-- Opening Marker --
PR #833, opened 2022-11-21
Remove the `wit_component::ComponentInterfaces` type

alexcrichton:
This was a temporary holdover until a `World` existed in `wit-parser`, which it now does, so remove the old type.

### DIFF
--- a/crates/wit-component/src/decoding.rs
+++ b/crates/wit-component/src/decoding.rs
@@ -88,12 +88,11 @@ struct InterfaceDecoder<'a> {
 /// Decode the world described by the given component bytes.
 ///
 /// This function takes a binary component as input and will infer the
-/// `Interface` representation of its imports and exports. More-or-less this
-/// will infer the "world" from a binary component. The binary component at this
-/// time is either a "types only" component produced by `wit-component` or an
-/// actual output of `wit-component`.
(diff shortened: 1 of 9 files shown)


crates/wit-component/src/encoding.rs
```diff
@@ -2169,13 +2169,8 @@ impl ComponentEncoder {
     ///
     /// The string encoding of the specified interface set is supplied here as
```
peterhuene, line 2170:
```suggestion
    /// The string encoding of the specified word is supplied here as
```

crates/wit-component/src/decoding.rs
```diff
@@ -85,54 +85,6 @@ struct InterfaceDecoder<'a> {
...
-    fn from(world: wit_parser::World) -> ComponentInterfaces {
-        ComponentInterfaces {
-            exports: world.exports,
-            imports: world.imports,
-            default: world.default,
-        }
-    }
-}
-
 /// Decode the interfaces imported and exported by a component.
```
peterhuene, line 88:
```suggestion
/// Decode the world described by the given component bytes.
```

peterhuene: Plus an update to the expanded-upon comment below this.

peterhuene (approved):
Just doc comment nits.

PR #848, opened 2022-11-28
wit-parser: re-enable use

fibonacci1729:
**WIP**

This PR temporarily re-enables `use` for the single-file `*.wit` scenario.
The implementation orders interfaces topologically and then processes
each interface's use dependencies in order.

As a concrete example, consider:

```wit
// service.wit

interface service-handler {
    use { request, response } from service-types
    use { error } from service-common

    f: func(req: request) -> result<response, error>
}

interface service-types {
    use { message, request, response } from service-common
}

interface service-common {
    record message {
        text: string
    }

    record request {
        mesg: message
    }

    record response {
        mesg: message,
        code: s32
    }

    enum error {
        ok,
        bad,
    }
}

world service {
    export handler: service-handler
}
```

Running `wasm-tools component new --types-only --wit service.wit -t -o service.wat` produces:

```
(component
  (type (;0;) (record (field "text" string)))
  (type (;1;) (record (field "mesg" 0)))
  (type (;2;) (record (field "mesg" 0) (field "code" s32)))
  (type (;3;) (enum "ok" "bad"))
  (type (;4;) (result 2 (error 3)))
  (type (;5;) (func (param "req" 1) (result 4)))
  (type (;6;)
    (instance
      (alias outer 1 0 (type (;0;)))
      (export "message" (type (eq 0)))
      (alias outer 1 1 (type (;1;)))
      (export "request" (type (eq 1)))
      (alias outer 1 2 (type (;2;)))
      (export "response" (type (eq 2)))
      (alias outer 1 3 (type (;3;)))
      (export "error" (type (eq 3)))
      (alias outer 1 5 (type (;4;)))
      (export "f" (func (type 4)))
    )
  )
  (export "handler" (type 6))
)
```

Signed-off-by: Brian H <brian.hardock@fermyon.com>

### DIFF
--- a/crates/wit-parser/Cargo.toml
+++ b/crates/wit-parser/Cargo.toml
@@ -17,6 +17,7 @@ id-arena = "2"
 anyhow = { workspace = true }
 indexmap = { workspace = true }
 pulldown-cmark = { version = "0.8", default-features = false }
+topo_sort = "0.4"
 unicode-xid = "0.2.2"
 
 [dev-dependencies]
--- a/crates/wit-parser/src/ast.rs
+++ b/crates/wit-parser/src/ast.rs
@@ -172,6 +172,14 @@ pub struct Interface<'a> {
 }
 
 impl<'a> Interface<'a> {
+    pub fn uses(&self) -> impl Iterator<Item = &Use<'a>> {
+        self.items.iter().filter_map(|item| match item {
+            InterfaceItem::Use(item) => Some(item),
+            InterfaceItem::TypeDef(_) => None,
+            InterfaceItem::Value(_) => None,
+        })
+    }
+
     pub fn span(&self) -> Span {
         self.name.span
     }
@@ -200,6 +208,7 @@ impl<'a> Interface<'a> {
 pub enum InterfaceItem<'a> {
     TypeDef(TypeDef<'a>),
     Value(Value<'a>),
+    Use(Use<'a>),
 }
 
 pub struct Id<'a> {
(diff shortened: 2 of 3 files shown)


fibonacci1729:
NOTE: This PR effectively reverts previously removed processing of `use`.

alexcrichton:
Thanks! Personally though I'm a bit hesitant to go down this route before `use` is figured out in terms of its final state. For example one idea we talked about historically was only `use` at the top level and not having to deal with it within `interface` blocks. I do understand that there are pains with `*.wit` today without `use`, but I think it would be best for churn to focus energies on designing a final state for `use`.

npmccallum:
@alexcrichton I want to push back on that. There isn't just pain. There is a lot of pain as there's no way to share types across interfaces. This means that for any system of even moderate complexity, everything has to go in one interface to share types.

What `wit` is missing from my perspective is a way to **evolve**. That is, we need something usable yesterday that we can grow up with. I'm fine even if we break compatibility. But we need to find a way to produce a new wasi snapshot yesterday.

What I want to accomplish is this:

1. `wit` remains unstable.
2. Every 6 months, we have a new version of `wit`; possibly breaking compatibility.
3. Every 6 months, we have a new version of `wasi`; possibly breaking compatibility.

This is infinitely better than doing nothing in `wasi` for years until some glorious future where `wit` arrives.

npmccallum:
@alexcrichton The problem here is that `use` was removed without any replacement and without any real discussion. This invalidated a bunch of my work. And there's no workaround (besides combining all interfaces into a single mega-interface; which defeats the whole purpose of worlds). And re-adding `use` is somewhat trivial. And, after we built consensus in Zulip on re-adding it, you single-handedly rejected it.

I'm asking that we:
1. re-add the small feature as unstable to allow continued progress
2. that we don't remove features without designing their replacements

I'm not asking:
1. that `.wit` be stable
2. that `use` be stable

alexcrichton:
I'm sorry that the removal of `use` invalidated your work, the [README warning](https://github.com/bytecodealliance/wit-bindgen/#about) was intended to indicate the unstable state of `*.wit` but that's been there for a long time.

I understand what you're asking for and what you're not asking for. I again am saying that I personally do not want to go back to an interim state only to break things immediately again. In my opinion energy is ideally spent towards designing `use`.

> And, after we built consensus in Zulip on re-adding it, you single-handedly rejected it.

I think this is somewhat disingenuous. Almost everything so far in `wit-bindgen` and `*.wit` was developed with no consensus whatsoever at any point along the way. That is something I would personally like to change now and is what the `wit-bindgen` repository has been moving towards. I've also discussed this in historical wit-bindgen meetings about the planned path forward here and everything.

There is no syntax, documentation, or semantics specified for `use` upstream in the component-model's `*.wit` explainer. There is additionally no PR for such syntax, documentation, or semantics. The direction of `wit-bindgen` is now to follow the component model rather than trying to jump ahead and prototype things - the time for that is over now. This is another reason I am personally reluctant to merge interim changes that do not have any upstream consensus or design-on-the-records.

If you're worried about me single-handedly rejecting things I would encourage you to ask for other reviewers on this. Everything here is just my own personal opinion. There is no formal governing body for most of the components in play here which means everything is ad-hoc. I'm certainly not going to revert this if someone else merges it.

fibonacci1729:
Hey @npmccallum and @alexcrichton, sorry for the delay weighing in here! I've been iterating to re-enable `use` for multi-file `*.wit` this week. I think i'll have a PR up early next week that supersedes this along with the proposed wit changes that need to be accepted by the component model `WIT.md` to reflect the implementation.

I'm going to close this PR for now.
-- Closing Marker --
### Instructions to follow
Copy the data above. Keep each line exact.

### Result for this task
PR #833, opened 2022-11-21
Remove the `wit_component::ComponentInterfaces` type

alexcrichton:
This was a temporary holdover until a `World` existed in `wit-parser`, which it now does, so remove the old type.

### DIFF
--- a/crates/wit-component/src/decoding.rs
+++ b/crates/wit-component/src/decoding.rs
@@ -88,12 +88,11 @@ struct InterfaceDecoder<'a> {
 /// Decode the world described by the given component bytes.
 ///
 /// This function takes a binary component as input and will infer the
-/// `Interface` representation of its imports and exports. More-or-less this
-/// will infer the "world" from a binary component. The binary component at this
-/// time is either a "types only" component produced by `wit-component` or an
-/// actual output of `wit-component`.
(diff shortened: 1 of 9 files shown)


crates/wit-component/src/encoding.rs
```diff
@@ -2169,13 +2169,8 @@ impl ComponentEncoder {
     ///
     /// The string encoding of the specified interface set is supplied here as
```
peterhuene, line 2170:
```suggestion
    /// The string encoding of the specified word is supplied here as
```

crates/wit-component/src/decoding.rs
```diff
@@ -85,54 +85,6 @@ struct InterfaceDecoder<'a> {
...
-    fn from(world: wit_parser::World) -> ComponentInterfaces {
-        ComponentInterfaces {
-            exports: world.exports,
-            imports: world.imports,
-            default: world.default,
-        }
-    }
-}
-
 /// Decode the interfaces imported and exported by a component.
```
peterhuene, line 88:
```suggestion
/// Decode the world described by the given component bytes.
```

peterhuene: Plus an update to the expanded-upon comment below this.

peterhuene (approved):
Just doc comment nits.

PR #848, opened 2022-11-28
wit-parser: re-enable use

fibonacci1729:
**WIP**

This PR temporarily re-enables `use` for the single-file `*.wit` scenario.
The implementation orders interfaces topologically and then processes
each interface's use dependencies in order.

As a concrete example, consider:

```wit
// service.wit

interface service-handler {
    use { request, response } from service-types
    use { error } from service-common

    f: func(req: request) -> result<response, error>
}

interface service-types {
    use { message, request, response } from service-common
}

interface service-common {
    record message {
        text: string
    }

    record request {
        mesg: message
    }

    record response {
        mesg: message,
        code: s32
    }

    enum error {
        ok,
        bad,
    }
}

world service {
    export handler: service-handler
}
```

Running `wasm-tools component new --types-only --wit service.wit -t -o service.wat` produces:

```
(component
  (type (;0;) (record (field "text" string)))
  (type (;1;) (record (field "mesg" 0)))
  (type (;2;) (record (field "mesg" 0) (field "code" s32)))
  (type (;3;) (enum "ok" "bad"))
  (type (;4;) (result 2 (error 3)))
  (type (;5;) (func (param "req" 1) (result 4)))
  (type (;6;)
    (instance
      (alias outer 1 0 (type (;0;)))
      (export "message" (type (eq 0)))
      (alias outer 1 1 (type (;1;)))
      (export "request" (type (eq 1)))
      (alias outer 1 2 (type (;2;)))
      (export "response" (type (eq 2)))
      (alias outer 1 3 (type (;3;)))
      (export "error" (type (eq 3)))
      (alias outer 1 5 (type (;4;)))
      (export "f" (func (type 4)))
    )
  )
  (export "handler" (type 6))
)
```

Signed-off-by: Brian H <brian.hardock@fermyon.com>

### DIFF
--- a/crates/wit-parser/Cargo.toml
+++ b/crates/wit-parser/Cargo.toml
@@ -17,6 +17,7 @@ id-arena = "2"
 anyhow = { workspace = true }
 indexmap = { workspace = true }
 pulldown-cmark = { version = "0.8", default-features = false }
+topo_sort = "0.4"
 unicode-xid = "0.2.2"
 
 [dev-dependencies]
--- a/crates/wit-parser/src/ast.rs
+++ b/crates/wit-parser/src/ast.rs
@@ -172,6 +172,14 @@ pub struct Interface<'a> {
 }
 
 impl<'a> Interface<'a> {
+    pub fn uses(&self) -> impl Iterator<Item = &Use<'a>> {
+        self.items.iter().filter_map(|item| match item {
+            InterfaceItem::Use(item) => Some(item),
+            InterfaceItem::TypeDef(_) => None,
+            InterfaceItem::Value(_) => None,
+        })
+    }
+
     pub fn span(&self) -> Span {
         self.name.span
     }
@@ -200,6 +208,7 @@ impl<'a> Interface<'a> {
 pub enum InterfaceItem<'a> {
     TypeDef(TypeDef<'a>),
     Value(Value<'a>),
+    Use(Use<'a>),
 }
 
 pub struct Id<'a> {
(diff shortened: 2 of 3 files shown)


fibonacci1729:
NOTE: This PR effectively reverts previously removed processing of `use`.

alexcrichton:
Thanks! Personally though I'm a bit hesitant to go down this route before `use` is figured out in terms of its final state. For example one idea we talked about historically was only `use` at the top level and not having to deal with it within `interface` blocks. I do understand that there are pains with `*.wit` today without `use`, but I think it would be best for churn to focus energies on designing a final state for `use`.

npmccallum:
@alexcrichton I want to push back on that. There isn't just pain. There is a lot of pain as there's no way to share types across interfaces. This means that for any system of even moderate complexity, everything has to go in one interface to share types.

What `wit` is missing from my perspective is a way to **evolve**. That is, we need something usable yesterday that we can grow up with. I'm fine even if we break compatibility. But we need to find a way to produce a new wasi snapshot yesterday.

What I want to accomplish is this:

1. `wit` remains unstable.
2. Every 6 months, we have a new version of `wit`; possibly breaking compatibility.
3. Every 6 months, we have a new version of `wasi`; possibly breaking compatibility.

This is infinitely better than doing nothing in `wasi` for years until some glorious future where `wit` arrives.

npmccallum:
@alexcrichton The problem here is that `use` was removed without any replacement and without any real discussion. This invalidated a bunch of my work. And there's no workaround (besides combining all interfaces into a single mega-interface; which defeats the whole purpose of worlds). And re-adding `use` is somewhat trivial. And, after we built consensus in Zulip on re-adding it, you single-handedly rejected it.

I'm asking that we:
1. re-add the small feature as unstable to allow continued progress
2. that we don't remove features without designing their replacements

I'm not asking:
1. that `.wit` be stable
2. that `use` be stable

alexcrichton:
I'm sorry that the removal of `use` invalidated your work, the [README warning](https://github.com/bytecodealliance/wit-bindgen/#about) was intended to indicate the unstable state of `*.wit` but that's been there for a long time.

I understand what you're asking for and what you're not asking for. I again am saying that I personally do not want to go back to an interim state only to break things immediately again. In my opinion energy is ideally spent towards designing `use`.

> And, after we built consensus in Zulip on re-adding it, you single-handedly rejected it.

I think this is somewhat disingenuous. Almost everything so far in `wit-bindgen` and `*.wit` was developed with no consensus whatsoever at any point along the way. That is something I would personally like to change now and is what the `wit-bindgen` repository has been moving towards. I've also discussed this in historical wit-bindgen meetings about the planned path forward here and everything.

There is no syntax, documentation, or semantics specified for `use` upstream in the component-model's `*.wit` explainer. There is additionally no PR for such syntax, documentation, or semantics. The direction of `wit-bindgen` is now to follow the component model rather than trying to jump ahead and prototype things - the time for that is over now. This is another reason I am personally reluctant to merge interim changes that do not have any upstream consensus or design-on-the-records.

If you're worried about me single-handedly rejecting things I would encourage you to ask for other reviewers on this. Everything here is just my own personal opinion. There is no formal governing body for most of the components in play here which means everything is ad-hoc. I'm certainly not going to revert this if someone else merges it.

fibonacci1729:
Hey @npmccallum and @alexcrichton, sorry for the delay weighing in here! I've been iterating to re-enable `use` for multi-file `*.wit` this week. I think i'll have a PR up early next week that supersedes this along with the proposed wit changes that need to be accepted by the component model `WIT.md` to reflect the implementation.

I'm going to close this PR for now.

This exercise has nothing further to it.